Eine große Hürde beim Raumtransport ist der begrenzte Platz an Bord der Rakete. Das ist das Nadelöhr, durch das alles hindurchmuss, was in den Orbit fliegen soll – idealerweise in einem kleinen Paket. Zur Stromversorgung der Satelliten bedarf es dagegen immer großflächigerer Strukturen für die Solarpanels, um den steigenden Energiebedarf zu decken. Vom kleinen Paket zur großen Fläche – das geht nur mit kompakten faltbaren Strukturen, sogenannten Deployables.
Heute etabliert sind feste Solarpanels. Um große Flächen zu erzielen, sind mehrere dieser Panels gelenkig miteinander verbunden und für den Raumtransport zu einem dicken Stapel gefaltet. Für zunehmend größere Flächen dieser Bauart ist jedoch der Raumtransport kaum noch sinnvoll möglich.
Unser Institut hat daher ein neuartiges Konzept entwickelt, das auf flexible, ultraleichte und kompakt aufrollbare Folien als Trägermaterial für die Solarzellen setzt. So lassen sich selbst sehr große Varianten platzsparend an Bord von kleineren Raketen in den Erdorbit transportieren. Das bis zu 8 m x 3 m große Panel besteht aus je zwei dünnen Folien mit aufgebrachter Photovoltaik. Ein dazwischen angeordneter und ebenfalls aufrollbarer Mast aus Kohlenstofffaserlaminat spannt die Folien auf. Der Test solch großer und ultraleichter Solarmodule ist dabei nur in der künstlichen Schwerelosigkeit eines Parabelflugs möglich. Bodengebundene Tests erfordern immer eine Schwerkraftkompensation, was insbesondere bei der Photovoltaikfolie nicht sinnvoll möglich ist. In den insgesamt 30 geflogenen Parabeln ließen sich das Solarmodul dreimal erfolgreich aus- und wieder einfahren und Messdaten zur Entfaltungsdynamik aufnehmen. Spätere Einsatzgebiete sind u. a. die Stromerzeugung für solarelektrische Raumfahrtantriebe und mobile Solarmodule zur Nutzung auf Mond und Mars.

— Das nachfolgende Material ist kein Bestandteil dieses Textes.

PR #1128, opened 2024-03-18
wiki relay list

pablof7z:
Reserving `kind:10008` for wiki relay sets


fiatjaf:
This is fine, but why not update it on https://github.com/nostr-protocol/nips/pull/787 (you can push directly to that branch).

I had reserved 10101 for authors and 10102 for relays there, but we can change the numbers.

pablof7z:
damn, I hadn't seen that; ok, changing my kind and closing this

PR #1133, opened 2024-03-22
Add optional_requested_permissions

nostrband:
This is implemented in nsec.app, nostr.band, Coracle and Nostrudel, so maybe it's time to update the NIP.


vitorpamplona:
Ack. Default permissions are key to good user experiences.

PR #1136, opened 2024-03-23
potentially superfluous/erroneous colon ":" character in NIP-01 non-parameterized replaceable-event "a" tag specfication

avlo:
**_non-parameterized_** replaceable-event "a" tag specification contains (potentially) superfluous/erroneous colon ":" character after hex pubkey and prior to field separator ","

```java
["a", <kind integer>:<32-bytes lowercase hex of a pubkey>:, <recommended relay URL, optional>]
                                                         ↑
                                          superfluous/erroneous inclusion
```

in contrast, **_parameterized_** replaceable event, _correctly_ specifies colon ":" character, as it is necessarily followed by a `<d tag value>`

```java
["a", <kind integer>:<32-bytes lowercase hex of a pubkey>:<d tag value>, <recommended relay URL, optional>]
                                                         ↑
                                                necessary inclusion
```

### DIFF
--- a/01.md
+++ b/01.md
@@ -79,7 +79,7 @@ This NIP defines 3 standard tags that can be used across all event kinds with th
 - The `p` tag, used to refer to another user: `["p", <32-bytes lowercase hex of a pubkey>, <recommended relay URL, optional>]`
 - The `a` tag, used to refer to a (maybe parameterized) replaceable event
     - for a parameterized replaceable event: `["a", <kind integer>:<32-bytes lowercase hex of a pubkey>:<d tag value>, <recommended relay URL, optional>]`
-    - for a non-parameterized replaceable event: `["a", <kind integer>:<32-bytes lowercase hex of a pubkey>:, <recommended relay URL, optional>]`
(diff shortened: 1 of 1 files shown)


vitorpamplona:
At the time, we designed the non-parameterized replaceable-event spec to be just like the parameterized one with a d-tag equals to "", which creates that extra `:` at the end.

fiatjaf:
Yes, I think the ending colon is correct.

mikedilger:
Rust allows and prefers trailing commas.  Javascript disallows them.  Rust is correct.  So therefore this colon is correct.

avlo:
> At the time, we designed the non-parameterized replaceable-event spec to be just like the parameterized one with a d-tag equals to "", which creates that extra `:` at the end. In that way, there are always two `:` for parsers to find.

Understood & thanks for your reply, clarification and historical context.  Should either spec/parser become unwieldy/awkward, I'm confident the community is aware of generalized spec + parser alternatives.

avlo:
> Rust allows and prefers trailing commas. Javascript disallows them. Rust is correct. So therefore this colon is correct.

"Allows"/"Prefers" are design/use-case considerations...  not language considerations (or language restrictions).  See  @vitorpamplona reply, above for more info.

PR #1142, opened 2024-03-28
Clarifies relays to be used for NIP-28

vitorpamplona:
Choosing relays for NIP-28 has been quite a challenge. With these changes, the owner of the chat can recommend relays in the metadata events.


staab (approved):
This has been a long time coming

PR #1145, opened 2024-03-28
NIP-95 Revisit

arthurfranca:
Read [here](https://github.com/arthurfranca/nips/blob/nip-95-revisit/95.md)

I was reading #345 new comments and came up with this spec.

Differences:
- a random pubkey (not the uploader's one) used just once as author of the file event(s) is what identifies the file
- file can be made of multiple chunks, all with the same above pubkey
- new NIP-65 [flag](https://github.com/nostr-protocol/nips/pull/991) to configure user's "file relays" cause most relays won't accept NIP-95 events
- `nfile` entity

### DIFF
--- a/95.md
+++ b/95.md
@@ -131,4 +131,8 @@ These two tag values can instead be encoded on an `nfile`.
 Upon seeing such tags, in order to download the file, client should search for `kind:1195` events
 by author (`f` tag value) on the `nip95u` uploader's "file relays".
 
+Filter example:
+
+`{ authors: ["<same-random-pubkey-for-all-event-chunks>"], kinds: [1195] }`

Ausrollbare Solarmodule für Exploration und bemannte Raumfahrt
In den letzten Jahren sind die Rückkehr von Astronauten zum Mond und sogar der Flug zum Mars in den wissenschaftlichen und politischen Fokus der führenden Raumfahrtnationen und -organisationen gerückt. Noch in den 2020er Jahren wollen NASA, ESA, JAXA und CSA mit dem Lunar Gateway eine Station im Mondorbit installieren, die als Ausgangspunkt für bemannte Missionen zu beiden Himmelskörpern dienen soll. Diese ambitionierten Unternehmungen erfordern technologische Fortschritte nicht zuletzt im Bereich der Energieversorgung. Für den Transport großer Mengen an Fracht aus dem Erdorbit werden Raumfahrzeuge mit solarelektrischen Antrieben benötigt. Diese sind besonders effizient, erfordern aber große Solarmodule von 400 m² und mehr, um die benötigte elektrische Leistung von über 100 kW bereitstellen zu können. Für die Energieversorgung von bemannten und unbemannten Einrichtungen auf der Mondoberfläche werden ähnlich große Solarmodule benötigt, die sich zudem auch mobil einsetzten lassen sollen.

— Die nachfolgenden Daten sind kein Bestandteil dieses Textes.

Issue #303, opened 2021-07-12
deploytime-exporter build crashing


GuilhermeCamposo:
deploytime-exporter Buildconfig is using registry.access.redhat.com/ubi8/python-38, but source code is requiring Python >= 3.9.0

rmarting:
I got the same issue testing in my local CRC instance.

Builder output log:

```text
# Omitted output
Storing signatures
Generating dockerfile with builder image registry.access.redhat.com/ubi8/python-38
STEP 1: FROM registry.access.redhat.com/ubi8/python-38
# Omitted output
---> Installing application ...
Processing /opt/app-root/src
ERROR: Package 'pelorus' requires a different Python: 3.8.6 not in '>=3.9'
WARNING: You are using pip version 19.3.1; however, version 21.1.3 is available.
You should consider upgrading via the 'pip install --upgrade pip' command.
error: build error: error building at STEP "RUN /usr/libexec/s2i/assemble": error while running runtime: exit status 1
```

rmarting:
It seems that this issue is fixed in `master` branch. I got the issue using the 1.3.0.1 tag version. I could be great to release a minor version with this fix.

etsauer:
@KevinMGranger when you get a chance could you cut a 1.3.0.2?

KevinMGranger:
I'll be making a new release soon, but I want to verify-- are you sure you're using the 1.3.0.1 tag @rmarting ? `setup.py` isn't in that tag, so it shouldn't be able to require `>=3.9`.

It's possible you're using the 1.3.0.1 tag for the helm charts, but the exporters are pointing to master in the `values` file. Can you verify what you're seeing for each `exporters.instances[*].source_ref`?

This does bring up a good point: that we should reconsider having the docs and defaults pointing at master.

rmarting:
@KevinMGranger I downloaded the 1.3.0.1 version from [here](https://github.com/konveyor/pelorus/releases/tag/1.3.0.1). However the issue is caused by the definition of a DeploymentConfig of the exporters.

This [line](https://github.com/konveyor/pelorus/blob/1.3.0.1/charts/pelorus/charts/exporters/templates/_buildconfig.yaml#L27) defined the `python-38` image. So this is the root cause of the issue. That line in `master` is defined as `python-39` and works successfully.

etsauer:
[...]

PR #315, opened 2021-08-20
Set default exporter source_ref to "stable", remove appVersion from chart

KevinMGranger:
This will address the core issue we saw in  #303, where pinning your repo to a specific tag still has the exporters pointed at `master`-- causing things like python code versions and container versions to get out of
sync.

Making `stable` the default will make for a better user experience, especially for updates.

I've created the [stable branch](https://github.com/konveyor/pelorus/tree/stable) which right now points to the same commit as the [v1.3.0](https://github.com/konveyor/pelorus/tree/v1.3.0) tag.

This also removes the appVersion from the chart. I don't think it makes sense to keep track of it exporter-wise, since users specify their own version with `source_ref`.

It might make sense to keep track of it for the grafana configuration? I can leave this change out if we want.

@redhat-cop/mdt

### DIFF
--- a/_test/pre-commit
+++ b/_test/pre-commit
@@ -7,11 +7,6 @@ bump_version() {
     echo "Updated chart ${chart} version to ${version}."
 }
 
-set_app_version() {
-    version=$(vert -g ^1 $(git describe))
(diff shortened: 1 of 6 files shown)


KevinMGranger:
Hang on, recreating from my fork for the sake of force-pushing.

PR #316, opened 2021-08-20
Set default exporter source_ref to "stable", remove appVersion from chart

KevinMGranger:
This will address the core issue we saw in  #303, where pinning your repo to a specific tag still has the exporters pointed at `master`-- causing things like python code versions and container versions to get out of
sync.

Making `stable` the default will make for a better user experience, especially for updates.

I've created the [stable branch](https://github.com/konveyor/pelorus/tree/stable) which right now points to the same commit as the [v1.3.0](https://github.com/konveyor/pelorus/tree/v1.3.0) tag.

This also removes the appVersion from the chart. I don't think it makes sense to keep track of it exporter-wise, since users specify their own version with `source_ref`.

It might make sense to keep track of it for the grafana configuration? I can leave this change out if we want.

@redhat-cop/mdt

### DIFF
--- a/charts/pelorus/charts/exporters/templates/_buildconfig.yaml
+++ b/charts/pelorus/charts/exporters/templates/_buildconfig.yaml
@@ -17,7 +17,7 @@ spec:
   source:
     contextDir: {{ .source_context_dir }}
     git:
-      ref: {{ .source_ref | default "stable" }}
+      ref: {{ .source_ref | default "1.3.0.1" }}
       uri: {{ .source_url }}
     type: Git
   strategy:
--- a/charts/pelorus/charts/exporters/templates/_buildconfig.yaml
+++ b/charts/pelorus/charts/exporters/templates/_buildconfig.yaml
@@ -17,7 +17,7 @@ spec:
   source:
     contextDir: {{ .source_context_dir }}
     git:
-      ref: {{ .source_ref }}
+      ref: {{ .source_ref | default "stable" }}
       uri: {{ .source_url }}
     type: Git
   strategy:
--- a/_test/pre-commit
+++ b/_test/pre-commit
@@ -7,11 +7,6 @@ bump_version() {
     echo "Updated chart ${chart} version to ${version}."
 }
 
-set_app_version() {
-    version=$(vert -g ^1 $(git describe))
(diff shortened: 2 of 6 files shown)


etsauer:
I have one question: how does this change the behavior of future releases? Have you thought about that process as part of this?

charts/pelorus/charts/exporters/templates/_buildconfig.yaml
```diff
@@ -17,7 +17,7 @@ spec:
   source:
     contextDir: {{ .source_context_dir }}
     git:
-      ref: {{ .source_ref }}
+      ref: {{ .source_ref | default "stable" }}
```
etsauer, line 20: I fear that this change, paired with removing source_ref from variables fingers will result in different behavior than a user will be expecting, especially if they have cloned the master branch and could also contribute to a feeling of "black magic". I think defaulting to stable makes more sense once we have an install path that doesn't involve cloning a repo (e.g. using images and a published helm chart), or when installing a release. Thoughts?

KevinMGranger:
> I have one question: how does this change the behavior of future releases? Have you thought about that process as part of this?

The main idea behind this change was that there are essentially two types of user: the one who just wants to install Pelorus as-is and have it work, and those who wish to actively develop Pelorus (and those who are both).

For users who want it to Just Work™, the idea is that we'd change the installation instructions to tell people to point to `stable`, and offer a more stable experience on that branch.

For users who want to develop Pelorus, the idea is that they'd already be aware of these changes.

But you make a really good point with your [comment on the code](https://github.com/konveyor/pelorus/pull/316#discussion_r693250924). Our previous problem was having tags point to master, but now we have master pointing to stable! We've just reversed the problem.

Maybe instead, we should just release a new version so folks who are pointed at `master` for the code and a version tag for the charts won't have their setup break. Then, we can change the installation instructions to default to master-- if we're okay with committing to keeping master stable.

Thoughts on that?

KevinMGranger:
We discussed this again. We now think that optimizing for the end-user makes sense, as devs can read the developer setup instructions, telling them to change the branch to master.

KevinMGranger:
I've updated this to use a branch instead.

This means adjusting it for each release. I'm updating the developer documentation to reflect this now.

etsauer (approved):
LGTM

Auf diese Anwendungen richtet sich das neuartige Solarmodul. Es besteht aus je zwei dünnen, flexiblen Trägerfolien für die Photovoltaik und einem dazwischen angeordneten, ultraleichten Mast, der die Folien über an der Mastspitze angebrachte Querbalken aufspannt. Um das Solarmodul für den Raumtransport platzsparend verstauen und auch mit kleineren Raketen in den Orbit transportieren zu können, lässt sich das gesamte Modul kompakt zusammenrollen. Dazu besteht der Mast aus einem dünnwandigen, hochflexiblen Kohlenstofffaserverbundlaminat, so dass er sich flach drücken und mit der Photovoltaikfolie zusammen auf einem Wickelkern aufrollen lässt. Die Entfaltung erfolgt über einen auf den Wickelkern aufgeschobenen Mechanismus. Seine Antriebsmechanik kann über eine automatische Kupplung das Solarmodul anschließend auch wieder aufrollen. Dies erlaubt das Servicing bzw. den Austausch und bietet Schutz vor zu hohen Stoßlasten bei Docking-Manövern durch Wiedereinfahren.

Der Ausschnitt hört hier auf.